Evenlode is an independent, employee-owned company based in a converted barn in the West Oxfordshire countryside with an ownership structure deliberately designed for the long-term. Our investment team of 15 takes a collegiate approach to managing Evenlode’s three strategies: Evenlode Income, Evenlode Global Income and Evenlode Global Equity, which all share the same core investment process. We aim to provide a consistent, high-quality service: following Evenlode’s long-term investment process, building good relationships with our co-investors, and communicating clearly along the way.
In short, we are here for the long haul, and we look forward to updating you on progress over the coming months and years.
Hugh and the Evenlode team
26th October 2021
Please note, these views represent the opinions of Hugh Yarrow and the Evenlode Team as of 26th October 2021 and do not constitute investment advice.
Where opinions are expressed they are based on current market conditions, they may differ from those of other investment professionals and are subject to change without notice. This document is not intended as a recommendation to invest in any particular asset class, security or strategy. The information provided is for illustrative purposes only and should not be relied upon as a recommendation to buy or sell securities.
For full information on fund risks and costs and charges, please refer to the Key Investor Information Documents, Annual & Interim Reports and the Prospectus, which are available on the Evenlode Investment Management website (https://evenlodeinvestment.com). Recent performance information is also shown on factsheets, also available on the website.
Past performance is not a guide to future returns. The value of investments and any income will fluctuate (this may partly be the result of exchange rate fluctuations) and investors may not get back the full amount invested. Fund performance figures are shown in Pound Sterling, inclusive of reinvested income and net of the ongoing charges and portfolio transaction costs unless otherwise stated. The figures do not reflect any entry charge paid by individual investors.

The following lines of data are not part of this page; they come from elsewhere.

PR #784, opened 2019-05-15
Add query objects to dependency graph

### LINKED ISSUE #767: calculate_dependency_graph should include query objects in the node's attributes
The query dependency graph would be more useful if the nodes included the query object as an attribute.

greenape:
Closes #767

### I have:

### Description

Adds the query object to the node attributes of the query dependency graph.


greenape:
Won't change the graph at all, but would mean you could traverse up a graph from the leaves and store as you went, for example.

maxalbert:
Am I correct that the only thing blocking a merge here is the alleged tiny drop in coverage - which is probably due to #789?

PR #790, opened 2019-05-15
Add ADRs

### LINKED ISSUE #780: ADRs are missing
We used to have a directory in the docs for architectural decision records (ADRs), but this is not currently present. It should be added again.

maxalbert:
Closes #780 

### I have:

- [X] Added an Architectural Decision Record (ADR), if appropriate

### Description

This PR adds a directory `docs/source/developer/adr/` for architectural decision records, and includes the ADRs that we used to have. They are also included in the docs, under `Developer > Architectural Decision Records`. While I was at it, I also moved the other two developer-related pages under the "Developer" heading.

As a side note, I'm not super happy with the term "ADR" because the purpose of these little documents feels a bit broader than just _architectural_ (and also the name is a bit clumsy in general). I saw that the Prefect folks call the equivalent documents ["PINs"](https://docs.prefect.io/guide/PINs/PIN-1-Introduce-PINs.html) ("Prefect Improvement Notices"). Maybe we can find a similar term for ours ("FINs"?). The name should also reflect whether we want to think of these mainly as records of decisions that have been taken, or as documents that play a more "active" role in actually arriving at those decisions (similar to Python PEPs).


docs/mkdocs.yml
```diff
@@ -22,10 +22,19 @@ nav:
...
+    - developer/developer.md
+    - developer/dev_environment_setup.md
+    - Architectural Decision Records (ADR):
+       - developer/adr/README.md
+       - developer/adr/0001-pipenv-for-package-and-dependency-management.md
+       - developer/adr/0002-pytest-for-testing.md
+       - developer/adr/0003-http-api.md
+       - developer/adr/0004-http-framework.md
+       - developer/adr/0005-IPC-methods.md
+       - developer/adr/0006-JWTs.md
```
jch1g10: Is it possible to add all files in `developer/adr/` here without having to specify each file individually? (I have a feeling the answer is no, but it would be convenient to be able to add new ADRs without having to remember to also add them to the nav).

greenape: No cake + eating, sadly. You can manually dictate the nav, or you can let it be autogenerated. Can't combine the two.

Source: Evenlode Investment Management Limited. Evenlode Investment Management Limited is authorised and regulated by the Financial Conduct Authority, No. 767844.
[i] Source: Evenlode, Financial Express, total return, bid-to-bid, 31/12/2020 to 22/10/2021. TB Evenlode Income B Inc.
[ii] Source: Evenlode, Factset, FY1 (for all dividend yields quoted in this piece)
[iii] Source: Evenlode. Financial Express, 19/10/2009 to 22/10/2021.